This function will *not* modify the arguments directly. Instead a
copy of the input string or list is created, modified, and returned
by the function. If you ignore the return value, then the function
call will have no effect.

Name¶

split – split a string using a regular expression

Synopsis¶

string[] split (string regex, string target)

string[] split (string regex, long limit, string target)

Description¶

The split function will split the target string around matches of the given regular expression. The regular expression is specified using the standard pan regular expression syntax. If the limit parameter is not specified, a default value of 0 is used. If the limit parameter is negative, then the function will match all occurrences of the regular expression and return the result. A value of 0 will do the same, except that empty strings at the end of the sequence will be removed. A positive value will return an array with at most limit entries. That is, the regular expression will be matched at most limit-1 times; the unmatched part of the string will be returned in the last element of the list.

Name¶

substitute – substitute named values in string template

Synopsis¶

string substitute (string template) string substitute (string template, dict substitutions)

Description¶

The substitute function will replace all named values in the template, delimited like ‘${myvar}’, with associated values. If only one argument is given, then the values will be looked up in the local and global variable definitions. If two arguments are given, then the lookup will be done in the explicit dict provided; this form will not use local or global variable values.

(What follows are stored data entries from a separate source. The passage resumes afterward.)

PR #102, opened 2016-06-03
Use js version of zxcvbn

itsjeyd:
... to improve quality of user-visible feedback from password validation.

cf. [OC-1587](https://tasks.opencraft.com/browse/OC-1587)

The form now behaves like this w/r/t password validation: When user enters password it is validated on the client, and the form displays feedback (suggestions and warnings) from `zxcvbn`. If a user goes ahead and submits the form while password strength is still too low, the server rejects the submission based on the password strength computed on the client, and the form displays a generic error message: "Please use a stronger password: avoid common patterns and make it long enough to be difficult to crack.". At this point, the input field for "password" is empty (since `django-angular` clears contents of password fields by default), so it wouldn't make sense to display feedback that is specific to a given password. Then, when the user enters another password, client side validation kicks in again and displays password-specific feedback from `zxcvbn` (until the password is strong enough).

### DIFF
--- a/registration/forms.py
+++ b/registration/forms.py
@@ -22,16 +22,22 @@ Forms for registration/login
 
 # Imports #####################################################################
 
+import logging
+
 from django import forms
 from django.contrib.auth.forms import AuthenticationForm
 from django.contrib.auth.models import User
 from django.db import transaction
 from django.utils.text import capfirst
 from djng.forms import NgDeclarativeFieldsMetaclass, NgFormValidationMixin, NgModelForm, NgModelFormMixin
-from zxcvbn import password_strength
 
 from registration.models import BetaTestApplication
 from userprofile.models import UserProfile
+
+
+# Logging #####################################################################
+
+logger = logging.getLogger(__name__)
 
 
 # Widgets #####################################################################
@@ -124,6 +130,9 @@ class BetaTestApplicationForm(NgModelFormMixin, NgFormValidationMixin, NgModelFo
         help_text=('This is also your account name, and where we will send '
                    'important notices.'),
     )
+    password_strength = forms.IntegerField(
+        widget=forms.HiddenInput,
+    )
     password = forms.CharField(
         strip=False,
         widget=PasswordInput,
@@ -188,6 +197,7 @@ class BetaTestApplicationForm(NgModelFormMixin, NgFormValidationMixin, NgModelFo
 
                 # Remove the password fields, the user already has a password
                 del self.fields['password']
+                del self.fields['password_strength']
                 del self.fields['password_confirmation']
 
                 # If the user has a profile, populate the full_name field
@@ -239,12 +249,32 @@ class BetaTestApplicationForm(NgModelFormMixin, NgFormValidationMixin, NgModelFo
             )
         return email
 
+    def clean_password_strength(self):
+        """
+        Check that client submitted password strength, and that value is in expected range.
+
+        If there are issues, produce appropriate warnings but don't raise ValidationError
+        (we don't want to display validation errors for this field to users).
+        """
+        password_strength = self.cleaned_data.get('password_strength')
+        if password_strength is None:
+            logger.warning('Did not receive password strength from client.')
+        elif password_strength not in range(5):
+            logger.warning(
+                'Received suspicious value for password strength. '
+                'Value should be in range [0, 4]. Observed value: {password_strength}',
+                **{'password_strength': password_strength}
+            )
+            password_strength = None
+        return password_strength
+
     def clean_password(self):
         """
-        Check password strength.
+        Using score computed on the client, check that password is reasonably strong.
         """
         password = self.cleaned_data.get('password')
-        if password and password_strength(password)['score'] < 2:
+        password_strength = self.cleaned_data.get('password_strength')
+        if password and password_strength is not None and password_strength < 2:
             raise forms.ValidationError(
                 ('Please use a stronger password: avoid common patterns and '
                  'make it long enough to be difficult to crack.'),
--- a/registration/static/js/src/registration.js
+++ b/registration/static/js/src/registration.js
@@ -47,15 +47,15 @@ app.config(function($httpProvider) {
 
 app.controller('Registration', ['$scope', '$http', 'djangoForm', function($scope, $http, djangoForm) {
 
+    // Reference to this controller.
+    var reg = this;
+
     // These fields will be validated on the server via ajax:
     // - Unique checks can only be done on the server.
-    // - Password strength is validated on the server as the python and js
-    //   versions of zxcvbn do not always give the same result.
     var serverValidationFields = [
         'subdomain',
         'username',
         'email',
-        'password',
         'password_confirmation'
     ];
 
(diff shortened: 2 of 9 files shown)


registration/forms.py
```diff
@@ -155,6 +164,23 @@ def __init__(self, *args, **kwargs):
...
+
+        Return password_strength as-is if there are no issues, otherwise return None.
+        """
+        if password_strength is None:
+            logger.warning('Did not receive password strength from client.')
+        elif password_strength not in range(5):
+            logger.warning(
+                'Received suspicious value for password strength. '
+                'Value should be in range [0, 4]. '
+                'Observed value: {password_strength}'.format(password_strength=password_strength)
```
omarkhan: Pylint is complaining about the use of `.format` here. It says you should use % formatting instead.

This might seem weird but it can be useful for grouping error messages, when using something like Sentry for example.

registration/forms.py
```diff
@@ -195,7 +221,8 @@ def clean_password(self):
         Check password strength.
         """
         password = self.cleaned_data.get('password')
-        if password and password_strength(password)['score'] < 2:
+        password_strength = self.cleaned_data.get('password_strength')
+        if password and self._check_password_strength(password_strength) is not None and password_strength < 3:
```
omarkhan: Do we need to be that strict here? According to the docs:

>   2 # somewhat guessable: protection from unthrottled online attacks. (guesses < 10^8)
>   3 # safely unguessable: moderate protection from offline slow-hash scenario. (guesses < 10^10)

Can we settle for 2? I feel that a lot of people's passwords will be rejected otherwise.

registration/templates/registration/registration_form.html
```diff
@@ -20,6 +20,9 @@
         {% include row with field=form.accept_terms only %}
         {% include row with field=form.subscribe_to_updates only %}
     {% endwith %}
+    {% with row="registration/hidden_field.html" %}
```
omarkhan: Do we need a separate template just for a hidden form field? Why not just include it directly?

registration/forms.py
```diff
@@ -155,6 +164,23 @@ def __init__(self, *args, **kwargs):
                     if name not in self.can_be_modified:
                         field.widget.attrs['readonly'] = True
 
+    def _check_password_strength(self, password_strength):
```
omarkhan: Pylint is complaining about 'no self use' here. Maybe make it a staticmethod?

registration/static/js/src/registration.js
```diff
@@ -54,10 +53,45 @@ app.controller('Registration', ['$scope', '$http', 'djangoForm', function($scope
         return getFormFields().filter(key => $scope.form[key].$dirty || $scope.form[key].$message);
     };
 
+    // Returns the result of validating password using zxcvbn.
+    var validatePassword = function() {
+        var password = $scope.form.password.$viewValue;
```
omarkhan: This is `null` when the user hasn't entered a password yet:

screen shot 2016-06-06 at 09 53 18

registration/static/js/src/registration.js
```diff
@@ -54,10 +53,45 @@ app.controller('Registration', ['$scope', '$http', 'djangoForm', function($scope
...
+    var getValidationFeedback = function() {
+        var validationResult = validatePassword(),
+            suggestions = validationResult.feedback.suggestions,
+            warning = validationResult.feedback.warning;
+        if (warning) {
+            suggestions.push(warning);
+        }
+        suggestions = formatSuggestions(suggestions);
+        // Concatenate suggestions to ensure that all of them are displayed
+        return [suggestions.join(" ")];
```
omarkhan: Why not just return them as an array? Is this another django-angular bug?

registration/static/js/src/registration.js
```diff
@@ -54,10 +53,45 @@ app.controller('Registration', ['$scope', '$http', 'djangoForm', function($scope
...
+    };
+
     // Display the given error messages, making sure not to clear messages
     // that are already displayed.
     var displayErrors = function(errors) {
         errors = _.pick(errors, getModifiedFields());
+        if (errors.password && $scope.form.password.$viewValue) {
```
omarkhan: You can validate this on the client directly without a roundtrip to the server:

- Remove this
- Remove server-side password strength validation (so that client-side validation messages are not replaced by the error message from the server)
- Remove 'password' from `serverValidationFields`
- Add something like this:

    ```javascript
    $scope.$watch('registration.password', function() {
        displayErrors({ password: getValidationFeedback() });
    });
    ```

omarkhan:
@itsjeyd I have tested this, it works nicely. See my comments above

registration/templates/registration/registration_form.html
itsjeyd: @omarkhan I had included the field directly at some point and felt that it made the `registration_form.html` template kind of messy. That's the only reason; it shouldn't make a difference w/r/t functionality. If you feel strongly about it, let me know and I'll change the code to include the field directly.

registration/static/js/src/registration.js
itsjeyd: @omarkhan Yes, it looks like this might be a django-angular bug. I'm not too familiar with it but I found that only a single message/suggestion was displayed when `errors` contained multiple messages for a given form field.

registration/static/js/src/registration.js
itsjeyd: @omarkhan Thanks for the pointers! Being able to avoid a roundtrip to the server is great. I updated the code, keeping the default error message from the server as a fallback for the odd case where `zxcvbn` doesn't produce any suggestions or warnings for a given password.

However, I'm now having some issues validating that the client calculated password strength: This now has to be done when the user submits the form, so the `password_strength` field has to be set to `zxcvbn(password).score` on the client. Do you know how to do that (in a way where the value actually reaches the server when submitting the form)? I found that I could set `$scope.form.password_strength.$viewValue` successfully on the client, but the server still didn't receive the value that I chose for it. Same result when setting `$modelValue` or using `$setViewValue(score)`.

registration/templates/registration/registration_form.html
bradenmacdonald: @itsjeyd  I think you should just put `{{ field }}` directly in registration_form.html here. You don't need all that extra HTML to create a row and columns just to contain a hidden field.

itsjeyd:
@omarkhan Thanks! I addressed your comments and updated the tests; please have another look.

registration/tests/browser/browser_registration.py
```diff
@@ -82,8 +82,16 @@ def fill_form(self, form_data):
...
                     element.click()
             elif not element.get_attribute('readonly'):
-                element.clear()
-                element.send_keys(value)
+                if not element.get_attribute('type') == 'hidden':
+                    element.clear()
+                    element.send_keys(value)
+                else:
+                    element_id = element.get_attribute('id')
+                    self.client.execute_script(
```
omarkhan: @itsjeyd why is this necessary? Doesn't the controller code update the value of the hidden form field?

omarkhan:
@itsjeyd looks good. Apart from my comment about the browser tests, 👍

itsjeyd:
Thanks @omarkhan!

itsjeyd:
For future reference, the reason why it shows a failing build above is because I accidentally pushed a commit that was meant for another PR to the `zxcvbn` branch. When I merged the PR, the most recent build ([#1115](https://circleci.com/gh/open-craft/opencraft/1115)) was green :)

variable vars = dict('freq', 3, 'msg', 'hello');

# produces string 'say hello 3 times'
'/result' = substitute('say ${msg} ${freq} times', vars);

The substitution allows for recursive references. If you need to have something like ‘${myvar}’ literally in the string, then use ‘$${myvar}’. If the template references an undefined value, then an EvaluationException will be raised.

Name¶

substr – extract a substring from a string

Synopsis¶

string substr (string target, long start)

string substr (string target, long start, long length)

Description¶

This function returns the part of the given string characterised by its start position (starting from 0) and its length. If length is omitted, returns everything to the end of the string. If start is negative, starts that far from the end of the string; if length is negative, leaves that many characters off the end of the string.

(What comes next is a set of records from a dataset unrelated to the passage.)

PR #103, opened 2016-06-06
Introduce repository fork settings to be used for production instances.

smarnach:
We want to be able to set different default forks for production instances than for sandboxes.  For the sandboxes, the upstream forks should be used by default, while we want to use the modified named release branches for production instances by default.

This PR introduces two new settings to allow this.

### DIFF
--- a/opencraft/settings.py
+++ b/opencraft/settings.py
@@ -312,6 +312,16 @@ DEFAULT_CONFIGURATION_VERSION = env('DEFAULT_CONFIGURATION_VERSION', default=DEF
 # configuration, edx-platform, forum, notifier, xqueue, and certs when creating production instances.
 OPENEDX_RELEASE_STABLE_REF = env('OPENEDX_RELEASE_STABLE_REF', default='named-release/dogwood.rc')
 
+# The edx-platform repository used by default for production instances
+STABLE_EDX_PLATFORM_REPO_URL = env(
+    'STABLE_EDX_PLATFORM_REPO_URL', default='https://github.com/{}.git'.format(DEFAULT_FORK)
+)
+
+# The configuration repository used by default for production instances
+STABLE_CONFIGURATION_REPO_URL = env(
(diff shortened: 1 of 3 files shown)


opencraft/settings.py
```diff
@@ -300,6 +300,16 @@
 # configuration, edx-platform, forum, notifier, xqueue, and certs when creating production instances.
 OPENEDX_RELEASE_STABLE_REF = env('OPENEDX_RELEASE_STABLE_REF', default='named-release/dogwood.rc')
 
+# The edx-platform repository used by default for production instances
+STABLE_EDX_PLATFORM_REPO_URL = env(
```
jbzdak: NIT: This is a nit, so no need to address it, just pointing a thing that we might clean-up: 

 ``STABLE_EDX_PLATFORM_REPO_URL`` is a setting by itself, while ``DEFAULT_EDX_PLATFORM_REPO_URL`` is a constant in instance module, generated from ``DEFAULT_FORK``. 

This is a thing that should be symmetric IMO, either introduce ``DEFAULT_EDX_PLATFORM_REPO_URL`` as a setting, or add ``STABLE_FORK`` setting.

smarnach: @jbzdak The reason we have `DEFAULT_FORK` instead of a URL is that it is used by the PR watcher.  The notion of a "fork" and the "organization/repo" syntax are Github-specific, and only needed for the PR watcher.  To clean this up, I would separate the settings for the PR watcher better, and prefix them with `PR_WATCHER`, and write the rest of the code to be completely Github-agnostic.  I thought about cleaning this up now, but figured it is more important to get this out quickly, but I consciously made the decision to use the full  URL instead of the fork name here.

jbzdak: @smarnach :+1: Makes sense !

jbzdak:
@smarnach Tested manually by creating production instance in shell and checking that it has proper `edx_platform_repository_url` and `foo.configuration_source_repo_url`. :+1:  When tests pass.

smarnach:
@jbzdak Thanks for the fast review!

"/s1" = substr("abcdef", 2); # cdef
"/s2" = substr("abcdef", 1, 1); # b
"/s3" = substr("abcdef", 1, -1); # bcde
"/s4" = substr("abcdef", -4); # cdef
"/s5" = substr("abcdef", -4, 1); # c
"/s6" = substr("abcdef", -4, -1); # cde

Name¶

to_boolean – convert argument to a boolean value

Synopsis¶

boolean to_boolean (property prop)

Description¶

This function converts the given property into a boolean value. The numeric values 0 and 0.0 are considered false; other numbers, true. The empty string and the string “false” (ignoring case) will return false; all other strings will return true. The function will not accept resources.

Name¶

to_double – convert argument to a double value

Synopsis¶

double to_double (property prop)

Description¶

This function converts the given property into a double.

If the argument is a string, then the string will be parsed to determine the double value. Any valid literal double syntax can be used. Strings that do not represent a valid double value will cause a fatal error.

If the argument is a boolean, then the function will return 0.0 or 1.0 depending on whether the boolean value is false or true, respectively.

If the argument is a long, then the corresponding double value will be returned.

If the argument is a double, then the value is returned directly.

Name¶

to_long – convert argument to a long value

Synopsis¶

long to_long (property prop)

long to_long (property prop, long radix)

Description¶

This function converts the given property into a long value.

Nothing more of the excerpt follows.